[Stored data entries]
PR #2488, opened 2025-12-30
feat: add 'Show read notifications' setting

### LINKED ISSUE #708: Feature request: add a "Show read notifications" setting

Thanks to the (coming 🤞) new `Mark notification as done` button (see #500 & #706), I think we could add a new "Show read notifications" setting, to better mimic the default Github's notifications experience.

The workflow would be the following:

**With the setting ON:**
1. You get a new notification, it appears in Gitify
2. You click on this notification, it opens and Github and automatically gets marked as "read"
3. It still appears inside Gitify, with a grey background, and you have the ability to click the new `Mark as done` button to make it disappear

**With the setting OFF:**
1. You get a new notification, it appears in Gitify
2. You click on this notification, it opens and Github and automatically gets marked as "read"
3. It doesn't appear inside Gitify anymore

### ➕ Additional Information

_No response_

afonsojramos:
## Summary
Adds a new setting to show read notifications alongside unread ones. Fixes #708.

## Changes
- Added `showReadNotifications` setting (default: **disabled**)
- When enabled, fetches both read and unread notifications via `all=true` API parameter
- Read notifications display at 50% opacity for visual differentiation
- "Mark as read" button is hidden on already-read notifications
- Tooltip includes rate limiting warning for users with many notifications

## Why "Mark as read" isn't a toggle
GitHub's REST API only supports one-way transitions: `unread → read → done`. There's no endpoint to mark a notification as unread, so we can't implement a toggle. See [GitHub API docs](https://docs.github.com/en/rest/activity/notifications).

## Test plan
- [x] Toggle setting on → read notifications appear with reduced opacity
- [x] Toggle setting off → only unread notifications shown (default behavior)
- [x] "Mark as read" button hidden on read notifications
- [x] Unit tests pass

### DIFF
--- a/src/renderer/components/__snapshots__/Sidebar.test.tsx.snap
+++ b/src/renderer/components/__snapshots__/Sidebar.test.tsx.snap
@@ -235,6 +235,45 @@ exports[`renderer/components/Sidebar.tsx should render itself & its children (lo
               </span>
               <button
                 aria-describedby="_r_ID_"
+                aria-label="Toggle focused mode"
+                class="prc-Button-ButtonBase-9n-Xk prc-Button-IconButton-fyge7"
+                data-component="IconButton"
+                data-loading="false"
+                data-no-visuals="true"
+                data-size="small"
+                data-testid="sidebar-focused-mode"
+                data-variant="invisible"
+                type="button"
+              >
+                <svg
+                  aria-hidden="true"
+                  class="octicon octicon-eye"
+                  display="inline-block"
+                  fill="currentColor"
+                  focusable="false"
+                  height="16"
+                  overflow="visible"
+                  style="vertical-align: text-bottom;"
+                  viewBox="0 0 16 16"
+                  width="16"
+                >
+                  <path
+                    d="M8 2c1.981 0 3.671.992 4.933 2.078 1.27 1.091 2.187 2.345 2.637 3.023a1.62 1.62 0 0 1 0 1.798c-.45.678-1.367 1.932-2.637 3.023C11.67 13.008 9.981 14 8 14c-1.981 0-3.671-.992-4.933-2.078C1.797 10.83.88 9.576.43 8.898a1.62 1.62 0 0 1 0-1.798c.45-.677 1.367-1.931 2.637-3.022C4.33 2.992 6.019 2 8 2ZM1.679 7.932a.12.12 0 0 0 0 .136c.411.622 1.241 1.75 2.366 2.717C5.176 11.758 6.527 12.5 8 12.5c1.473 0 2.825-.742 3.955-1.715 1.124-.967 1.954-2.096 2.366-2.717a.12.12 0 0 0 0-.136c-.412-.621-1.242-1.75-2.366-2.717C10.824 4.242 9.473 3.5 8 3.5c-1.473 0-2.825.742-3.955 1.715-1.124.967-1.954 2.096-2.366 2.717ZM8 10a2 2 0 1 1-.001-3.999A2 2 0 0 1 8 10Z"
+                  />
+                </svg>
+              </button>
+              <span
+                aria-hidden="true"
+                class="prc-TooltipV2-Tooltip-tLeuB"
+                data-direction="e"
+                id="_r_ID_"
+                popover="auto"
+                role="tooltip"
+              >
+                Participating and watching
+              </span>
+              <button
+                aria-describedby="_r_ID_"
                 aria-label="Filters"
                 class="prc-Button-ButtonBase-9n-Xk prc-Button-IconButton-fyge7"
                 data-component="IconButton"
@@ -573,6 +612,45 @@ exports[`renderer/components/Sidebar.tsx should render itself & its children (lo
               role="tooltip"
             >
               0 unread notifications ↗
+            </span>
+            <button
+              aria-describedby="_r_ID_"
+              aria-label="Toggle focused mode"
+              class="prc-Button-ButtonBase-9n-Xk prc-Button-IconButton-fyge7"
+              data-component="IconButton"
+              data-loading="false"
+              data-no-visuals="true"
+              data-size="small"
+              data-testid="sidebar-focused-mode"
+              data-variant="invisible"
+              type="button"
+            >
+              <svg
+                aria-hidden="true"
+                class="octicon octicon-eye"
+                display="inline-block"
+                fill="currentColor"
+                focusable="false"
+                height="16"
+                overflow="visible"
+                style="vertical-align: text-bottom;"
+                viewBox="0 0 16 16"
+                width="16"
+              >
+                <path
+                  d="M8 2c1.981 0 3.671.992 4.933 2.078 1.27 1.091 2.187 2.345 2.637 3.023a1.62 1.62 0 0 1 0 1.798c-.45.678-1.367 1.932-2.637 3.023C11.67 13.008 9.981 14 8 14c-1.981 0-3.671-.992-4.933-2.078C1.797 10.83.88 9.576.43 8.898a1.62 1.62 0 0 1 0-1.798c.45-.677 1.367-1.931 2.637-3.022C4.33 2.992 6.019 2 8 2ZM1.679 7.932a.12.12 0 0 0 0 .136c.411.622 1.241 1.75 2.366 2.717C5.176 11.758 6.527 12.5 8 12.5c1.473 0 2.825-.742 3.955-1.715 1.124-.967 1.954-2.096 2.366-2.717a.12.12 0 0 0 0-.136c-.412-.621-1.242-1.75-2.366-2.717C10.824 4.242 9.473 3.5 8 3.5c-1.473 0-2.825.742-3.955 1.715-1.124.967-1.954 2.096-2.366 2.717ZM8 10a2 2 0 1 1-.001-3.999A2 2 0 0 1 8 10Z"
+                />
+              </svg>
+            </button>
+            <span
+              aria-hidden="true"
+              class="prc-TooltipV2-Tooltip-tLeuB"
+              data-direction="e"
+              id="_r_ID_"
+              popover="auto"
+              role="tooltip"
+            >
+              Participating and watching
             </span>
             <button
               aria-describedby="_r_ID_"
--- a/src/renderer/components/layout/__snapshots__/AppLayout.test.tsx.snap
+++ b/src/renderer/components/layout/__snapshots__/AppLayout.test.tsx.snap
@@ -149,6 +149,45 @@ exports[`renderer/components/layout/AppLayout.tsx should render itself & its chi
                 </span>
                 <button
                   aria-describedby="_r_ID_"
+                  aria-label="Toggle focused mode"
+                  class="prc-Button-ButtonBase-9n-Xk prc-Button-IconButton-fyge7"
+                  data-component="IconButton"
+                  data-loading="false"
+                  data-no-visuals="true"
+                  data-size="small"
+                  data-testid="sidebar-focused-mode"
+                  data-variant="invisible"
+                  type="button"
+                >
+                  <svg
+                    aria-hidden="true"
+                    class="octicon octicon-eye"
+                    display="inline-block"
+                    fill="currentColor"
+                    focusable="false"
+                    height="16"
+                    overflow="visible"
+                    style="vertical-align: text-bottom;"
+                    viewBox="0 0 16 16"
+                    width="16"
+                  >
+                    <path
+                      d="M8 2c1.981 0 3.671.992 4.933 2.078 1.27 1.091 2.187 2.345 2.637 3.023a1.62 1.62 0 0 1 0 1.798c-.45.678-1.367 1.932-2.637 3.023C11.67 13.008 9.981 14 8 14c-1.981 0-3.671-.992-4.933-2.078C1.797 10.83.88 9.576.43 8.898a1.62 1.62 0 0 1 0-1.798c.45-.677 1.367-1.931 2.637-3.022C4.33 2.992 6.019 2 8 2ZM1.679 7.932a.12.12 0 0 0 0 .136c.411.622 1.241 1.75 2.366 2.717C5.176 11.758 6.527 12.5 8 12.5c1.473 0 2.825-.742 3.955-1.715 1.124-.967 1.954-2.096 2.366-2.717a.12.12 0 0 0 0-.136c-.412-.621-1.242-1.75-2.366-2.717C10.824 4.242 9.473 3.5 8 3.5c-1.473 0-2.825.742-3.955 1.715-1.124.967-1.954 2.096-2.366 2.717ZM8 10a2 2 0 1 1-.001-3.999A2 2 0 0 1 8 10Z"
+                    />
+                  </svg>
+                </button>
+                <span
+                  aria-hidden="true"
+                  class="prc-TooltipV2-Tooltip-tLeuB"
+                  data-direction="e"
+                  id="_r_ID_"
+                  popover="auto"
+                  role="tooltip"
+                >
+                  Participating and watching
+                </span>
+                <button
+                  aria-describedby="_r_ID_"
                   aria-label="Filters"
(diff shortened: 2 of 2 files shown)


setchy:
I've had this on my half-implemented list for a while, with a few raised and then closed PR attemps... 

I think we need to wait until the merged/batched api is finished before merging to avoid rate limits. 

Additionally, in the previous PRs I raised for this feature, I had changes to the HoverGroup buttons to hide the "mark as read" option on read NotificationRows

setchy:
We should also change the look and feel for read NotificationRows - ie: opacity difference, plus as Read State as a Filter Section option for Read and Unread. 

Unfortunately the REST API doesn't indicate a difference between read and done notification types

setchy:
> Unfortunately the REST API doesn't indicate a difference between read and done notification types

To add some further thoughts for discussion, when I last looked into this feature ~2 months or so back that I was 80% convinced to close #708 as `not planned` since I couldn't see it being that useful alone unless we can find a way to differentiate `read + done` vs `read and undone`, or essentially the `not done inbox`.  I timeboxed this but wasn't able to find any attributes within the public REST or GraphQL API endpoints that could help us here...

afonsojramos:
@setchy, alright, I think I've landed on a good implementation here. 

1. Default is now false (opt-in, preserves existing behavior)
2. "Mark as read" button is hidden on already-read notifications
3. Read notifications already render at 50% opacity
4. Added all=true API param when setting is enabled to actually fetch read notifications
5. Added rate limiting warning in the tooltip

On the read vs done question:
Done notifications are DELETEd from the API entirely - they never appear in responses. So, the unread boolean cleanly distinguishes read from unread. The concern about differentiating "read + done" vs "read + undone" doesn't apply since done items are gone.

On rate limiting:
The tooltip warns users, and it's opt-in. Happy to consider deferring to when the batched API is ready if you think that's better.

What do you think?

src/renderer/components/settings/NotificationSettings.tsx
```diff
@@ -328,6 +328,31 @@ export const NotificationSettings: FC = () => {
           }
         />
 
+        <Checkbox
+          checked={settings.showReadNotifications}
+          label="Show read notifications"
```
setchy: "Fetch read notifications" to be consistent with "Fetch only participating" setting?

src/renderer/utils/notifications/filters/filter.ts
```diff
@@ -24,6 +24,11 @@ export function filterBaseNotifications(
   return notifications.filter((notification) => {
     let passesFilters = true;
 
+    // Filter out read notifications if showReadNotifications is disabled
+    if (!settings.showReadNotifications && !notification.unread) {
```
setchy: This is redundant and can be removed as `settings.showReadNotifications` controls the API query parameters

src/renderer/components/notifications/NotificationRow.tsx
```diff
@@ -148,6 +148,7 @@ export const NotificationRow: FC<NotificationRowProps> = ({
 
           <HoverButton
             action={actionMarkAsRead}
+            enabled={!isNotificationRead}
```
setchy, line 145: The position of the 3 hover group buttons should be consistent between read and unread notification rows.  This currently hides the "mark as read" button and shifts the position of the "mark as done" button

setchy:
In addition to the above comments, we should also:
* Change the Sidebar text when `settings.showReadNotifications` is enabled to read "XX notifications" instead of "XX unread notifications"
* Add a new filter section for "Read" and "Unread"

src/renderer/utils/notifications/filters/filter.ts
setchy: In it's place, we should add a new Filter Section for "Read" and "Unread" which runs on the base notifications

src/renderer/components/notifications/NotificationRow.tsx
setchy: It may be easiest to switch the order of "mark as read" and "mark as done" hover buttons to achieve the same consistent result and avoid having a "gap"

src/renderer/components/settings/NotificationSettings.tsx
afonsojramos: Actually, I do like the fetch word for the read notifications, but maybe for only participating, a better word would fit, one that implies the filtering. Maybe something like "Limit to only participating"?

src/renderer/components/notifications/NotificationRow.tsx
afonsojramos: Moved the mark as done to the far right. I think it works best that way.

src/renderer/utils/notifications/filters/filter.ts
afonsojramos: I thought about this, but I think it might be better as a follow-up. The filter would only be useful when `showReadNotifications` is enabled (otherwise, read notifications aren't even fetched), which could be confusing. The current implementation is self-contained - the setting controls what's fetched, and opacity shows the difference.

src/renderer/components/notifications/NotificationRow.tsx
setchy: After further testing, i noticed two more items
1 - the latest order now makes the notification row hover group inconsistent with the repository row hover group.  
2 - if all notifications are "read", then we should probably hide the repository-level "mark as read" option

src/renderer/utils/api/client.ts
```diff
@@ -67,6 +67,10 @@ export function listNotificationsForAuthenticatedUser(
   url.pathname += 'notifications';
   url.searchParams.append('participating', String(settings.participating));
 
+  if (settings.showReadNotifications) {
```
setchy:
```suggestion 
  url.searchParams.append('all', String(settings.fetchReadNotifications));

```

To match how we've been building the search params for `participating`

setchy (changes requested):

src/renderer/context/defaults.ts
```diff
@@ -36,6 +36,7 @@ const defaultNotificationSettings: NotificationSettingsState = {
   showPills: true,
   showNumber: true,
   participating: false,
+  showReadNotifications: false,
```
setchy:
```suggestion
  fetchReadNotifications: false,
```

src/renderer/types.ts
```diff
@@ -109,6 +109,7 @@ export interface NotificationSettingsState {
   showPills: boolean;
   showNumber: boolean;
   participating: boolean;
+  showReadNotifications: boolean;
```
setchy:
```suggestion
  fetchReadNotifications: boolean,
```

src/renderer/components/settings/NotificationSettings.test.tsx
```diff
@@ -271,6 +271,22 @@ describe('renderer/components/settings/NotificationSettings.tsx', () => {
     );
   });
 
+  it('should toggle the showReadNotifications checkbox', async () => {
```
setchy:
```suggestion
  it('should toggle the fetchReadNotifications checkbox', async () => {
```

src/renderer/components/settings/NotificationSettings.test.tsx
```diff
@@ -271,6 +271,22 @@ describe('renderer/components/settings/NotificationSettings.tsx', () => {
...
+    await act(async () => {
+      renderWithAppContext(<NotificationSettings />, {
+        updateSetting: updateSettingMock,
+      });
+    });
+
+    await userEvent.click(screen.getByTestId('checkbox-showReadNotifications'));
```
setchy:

▶ **What is expected**:
Going line by line through the entries above, count each line that has the word "function", then state the count alone.

▶ **Expected output**:
2